Every line from the top of the material through the line holding "-287,14 +292,23 @@" should be copied exactly, and only those lines.
━━━━━ Information supplied ━━━━━
PR #770, opened 2019-07-31
util.h: Remove deprecated utime for non-Windows

neheb:
utime was deprecated in POSIX 2008.

### DIFF
--- a/programs/util.h
+++ b/programs/util.h
@@ -37,12 +37,17 @@ extern "C" {
 #include <assert.h>
 #include <sys/types.h>    /* stat, utime */
 #include <sys/stat.h>     /* stat */
-#if defined(_MSC_VER)
+#if defined(_WIN32)
 #  include <sys/utime.h>  /* utime */
 #  include <io.h>         /* _chmod */
 #else
 #  include <unistd.h>     /* chown, stat */
+# if PLATFORM_POSIX_VERSION < 200809L
 #  include <utime.h>      /* utime */
+# else
+#  include <fcntl.h>      /* AT_FDCWD */
+#  include <sys/stat.h>   /* for utimensat */
+# endif
 #endif
 #include <time.h>         /* time */
 #include <limits.h>       /* INT_MAX */
@@ -287,14 +292,23 @@ UTIL_STATIC int UTIL_isRegFile(const char* infilename);
 UTIL_STATIC int UTIL_setFileStat(const char *filename, stat_t *statbuf)
 {
     int res = 0;
-    struct utimbuf timebuf;
 
     if (!UTIL_isRegFile(filename))
         return -1;
 
-    timebuf.actime = time(NULL);
-    timebuf.modtime = statbuf->st_mtime;
-    res += utime(filename, &timebuf);  /* set access and modification times */
+    {
+#if defined(_WIN32) || (PLATFORM_POSIX_VERSION < 200809L)
+        struct utimbuf timebuf;
+        timebuf.actime = time(NULL);
+        timebuf.modtime = statbuf->st_mtime;
+        res += utime(filename, &timebuf);  /* set access and modification times */
+#else
+        struct timespec timebuf[2] = {};
+        timebuf[0].tv_nsec = UTIME_NOW;
+        timebuf[1].tv_sec = statbuf->st_mtime;
+        res += utimensat(AT_FDCWD, filename, timebuf, 0);  /* set access and modification times */
+#endif
+    }
 
 #if !defined(_WIN32)
     res += chown(filename, statbuf->st_uid, statbuf->st_gid);  /* Copy ownership */
--- a/programs/platform.h
+++ b/programs/platform.h
@@ -86,7 +86,7 @@ extern "C" {
 #  else
 #    if defined(__linux__) || defined(__linux)
 #      ifndef _POSIX_C_SOURCE
-#        define _POSIX_C_SOURCE 200112L  /* use feature test macro */
+#        define _POSIX_C_SOURCE 200809L  /* use feature test macro */
 #      endif
 #    endif
 #    include <unistd.h>  /* declares _POSIX_VERSION */


Cyan4973:
Same thing here : we are planning a new `v1.9.2` release soon, and this is a bugfix release, so we want to minimize the nb of variables, and this change looks like it could impact some platforms.
So we'll consider it again after the release.

Among the discussion points : what happens to posix platforms which are < 2008 ?

programs/util.h
```diff
@@ -37,12 +37,13 @@ extern "C" {
 #include <assert.h>
 #include <sys/types.h>    /* stat, utime */
 #include <sys/stat.h>     /* stat */
-#if defined(_MSC_VER)
+#if defined(_WIN32)
 #  include <sys/utime.h>  /* utime */
 #  include <io.h>         /* _chmod */
 #else
+#  include <fcntl.h>      /* AT_FDCWD */
+#  include <sys/stat.h>   /* for utimensat */
```
Cyan4973, line 49: What are the minimum requirements to ensure these files can be included without risk ?

neheb:
Updated pull request to match the zstd one. Should work with other platforms as well.

Having said that, some of those look like they can use POSIX 2008 instead of 2001. Talking about this: https://github.com/lz4/lz4/blob/dev/programs/platform.h#L83

neheb:
Actually... I'll just leave it.

```
warning: 'utimensat' is only available on macOS 10.13 or newer [-Wunguarded-availability-new]
```

programs/util.h
```diff
@@ -287,14 +292,24 @@ UTIL_STATIC int UTIL_isRegFile(const char* infilename);
 UTIL_STATIC int UTIL_setFileStat(const char *filename, stat_t *statbuf)
 {
     int res = 0;
+#if defined(_WIN32) || (PLATFORM_POSIX_VERSION < 200809L)
```
Cyan4973: minor: coding style : 

You could create a dedicated block `{ ... }` below
where these variables are declared, alongside the code using them.
Since they are not used outside of the block, it's also great to end their lifetime at block boundary.

The benefit is that changes are well localized in one place.

programs/util.h
Cyan4973: So my understanding is that, 
if `PLATFORM_POSIX_VERSION >= 200809L`,
then there is some kind of "guarantee" that these `#include` _must_ be successful ?
A link to a doc source stating such guarantee would be great.

programs/util.h
```diff
@@ -37,12 +37,17 @@ extern "C" {
 #include <assert.h>
 #include <sys/types.h>    /* stat, utime */
 #include <sys/stat.h>     /* stat */
-#if defined(_MSC_VER)
+#if defined(_WIN32)
 #  include <sys/utime.h>  /* utime */
 #  include <io.h>         /* _chmod */
 #else
 #  include <unistd.h>     /* chown, stat */
+#if PLATFORM_POSIX_VERSION < 200809L
```
Cyan4973: minor : coding style
since this `#if` is nested inside the `#else`, it would be nice to indent it to the right, alongside its content.

Cyan4973:
Let's tackle this PR now that we are past the risky window.
I believe it's almost there, just some minor nit-picking.

The nature of the change is a bit stressful, 
because this kind of modification tend to impact less common platforms,
which are outside of our automated CI test suite, so we are blind.
However, this PR seems reasonably well scoped and guarded,
so I suppose it's worth the risk.

programs/util.h
neheb: I'll indent just the if. I've seen in some other projects ```# if``` works but ```#  if``` does not.

programs/util.h
neheb: The downside is that it will throw C89 warnings.

programs/util.h
neheb: Single space vs. double space. GitHub doesn't show it well it seems.

programs/util.h
neheb: No idea. Here's a list of headers that uClibc-ng optionally removes:

```
Makefile.in:HEADERS_RM- := \
Makefile.in:HEADERS_RM- += sgtty.h
Makefile.in:HEADERS_RM-$(HAVE_SHARED)                    += dlfcn.h bits/dlfcn.h
Makefile.in:HEADERS_RM-$(PTHREADS_DEBUG_SUPPORT)         += thread_db.h
Makefile.in:HEADERS_RM-$(UCLIBC_HAS_ARGP)                += argp.h
Makefile.in:HEADERS_RM-$(UCLIBC_HAS_BSD_ERR)             += err.h
Makefile.in:HEADERS_RM-$(UCLIBC_HAS_CRYPT)               += crypt.h
Makefile.in:HEADERS_RM-$(UCLIBC_HAS_EPOLL)               += sys/epoll.h
Makefile.in:HEADERS_RM-$(UCLIBC_HAS_FENV)                += fenv.h bits/fenv.h bits/fenvinline.h
Makefile.in:HEADERS_RM-$(UCLIBC_HAS_FLOATS)              += complex.h fpu_control.h ieee754.h \
Makefile.in:HEADERS_RM-$(findstring y,$(UCLIBC_HAS_FTW)$(UCLIBC_HAS_NFTW))  += ftw.h
Makefile.in:HEADERS_RM-$(UCLIBC_HAS_FTS)                 += fts.h
Makefile.in:HEADERS_RM-$(UCLIBC_HAS_GLIBC_CUSTOM_PRINTF) += printf.h
Makefile.in:HEADERS_RM-$(UCLIBC_HAS_GLOB)                += glob.h
Makefile.in:HEADERS_RM-$(UCLIBC_HAS_GNU_ERROR)           += error.h
Makefile.in:HEADERS_RM-$(UCLIBC_HAS_GETOPT_LONG)         += getopt.h
Makefile.in:HEADERS_RM-$(UCLIBC_HAS_IPV6)                += netinet/ip6.h netinet/icmp6.h
Makefile.in:HEADERS_RM-$(UCLIBC_HAS_BACKTRACE)           += execinfo.h
Makefile.in:HEADERS_RM-$(UCLIBC_HAS_LIBICONV)            += iconv.h
Makefile.in:HEADERS_RM-$(UCLIBC_HAS_LIBINTL)             += libintl.h
Makefile.in:HEADERS_RM-$(UCLIBC_HAS_LOCALE)              += bits/uClibc_ctype.h
Makefile.in:HEADERS_RM-$(UCLIBC_HAS_PTY)                 += pty.h
Makefile.in:HEADERS_RM-$(UCLIBC_HAS_REALTIME)            += mqueue.h bits/mqueue.h sched.h \
Makefile.in:HEADERS_RM-$(UCLIBC_HAS_REGEX)               += regex.h regexp.h
Makefile.in:HEADERS_RM-$(UCLIBC_HAS_SHADOW)              += shadow.h
Makefile.in:HEADERS_RM-$(UCLIBC_HAS_SOCKET)              += sys/socket.h bits/socket.h sys/socketvar.h bits/socket_type.h
Makefile.in:HEADERS_RM-$(UCLIBC_HAS_SYSLOG)              += syslog.h sys/syslog.h bits/syslog*.h
Makefile.in:HEADERS_RM-$(UCLIBC_HAS_THREADS)             += *thread*.h semaphore.h \
Makefile.in:HEADERS_RM-$(UCLIBC_HAS_THREADS_NATIVE)      += atomic.h bits/atomic.h
Makefile.in:HEADERS_RM-$(UCLIBC_HAS_UTMP)               += bits/utmp.h utmp.h
Makefile.in:HEADERS_RM-$(UCLIBC_HAS_UTMPX)               += bits/utmpx.h utmpx.h
Makefile.in:HEADERS_RM-$(UCLIBC_HAS_WCHAR)               += wchar.h wctype.h
Makefile.in:HEADERS_RM-$(UCLIBC_HAS_WORDEXP)             += wordexp.h
Makefile.in:HEADERS_RM-$(UCLIBC_HAS_XATTR)               += sys/xattr.h
Makefile.in:HEADERS_RM-$(UCLIBC_HAS_XLOCALE)             += xlocale.h
Makefile.in:HEADERS_RM-$(UCLIBC_LINUX_SPECIFIC)          += \
Makefile.in:HEADERS_RM-$(UCLIBC_SUPPORT_AI_ADDRCONFIG)   += ifaddrs.h
Makefile.in:HEADERS_RM-$(UCLIBC_SV4_DEPRECATED)          += ustat.h sys/ustat.h bits/ustat.h
Makefile.in:HEADERS_RM-$(UCLIBC_SUSV3_LEGACY)            += sys/timeb.h regexp.h
Makefile.in:HEADERS_RM-$(UCLIBC_SUSV4_LEGACY)            += utime.h ucontext.h
Makefile.in:HEADERS_RM-$(UCLIBC_HAS_ADVANCED_REALTIME)   += spawn.h
```

programs/util.h
Cyan4973: Not if you create a nested block.
Declaration of variables are still allowed in `C89` at the top of any sub-nested block.

neheb: ehhh nvm. This project passes -std=c99. Made the change.

neheb:
error: ISO C90 forbids mixed declarations and code [-Werror=declaration-after-statement]

I thought this passes -std=c99.

Cyan4973:
`C90` conformity is still an important property of this project.

In this case, it's enough to create a sub-block, so that variable declaration happen at the top of the block.

programs/util.h
neheb: Not sure what you mean. Got an example?

felixhandte:
```
void foo() {
  int a;
  a = 1;
  int b;
  b = 2;
}
```

Fails ANSI C.

```
void foo() {
  int a;
  a = 1;
  {
    int b;
    b = 2;
  }
}
```

This passes, because all declarations are at the beginning of an enclosing scope.

neheb: Used this suggestion.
━━━━━
Written response:
PR #770, opened 2019-07-31
util.h: Remove deprecated utime for non-Windows

neheb:
utime was deprecated in POSIX 2008.

### DIFF
--- a/programs/util.h
+++ b/programs/util.h
@@ -37,12 +37,17 @@ extern "C" {
 #include <assert.h>
 #include <sys/types.h>    /* stat, utime */
 #include <sys/stat.h>     /* stat */
-#if defined(_MSC_VER)
+#if defined(_WIN32)
 #  include <sys/utime.h>  /* utime */
 #  include <io.h>         /* _chmod */
 #else
 #  include <unistd.h>     /* chown, stat */
+# if PLATFORM_POSIX_VERSION < 200809L
 #  include <utime.h>      /* utime */
+# else
+#  include <fcntl.h>      /* AT_FDCWD */
+#  include <sys/stat.h>   /* for utimensat */
+# endif
 #endif
 #include <time.h>         /* time */
 #include <limits.h>       /* INT_MAX */
@@ -287,14 +292,23 @@ UTIL_STATIC int UTIL_isRegFile(const char* infilename);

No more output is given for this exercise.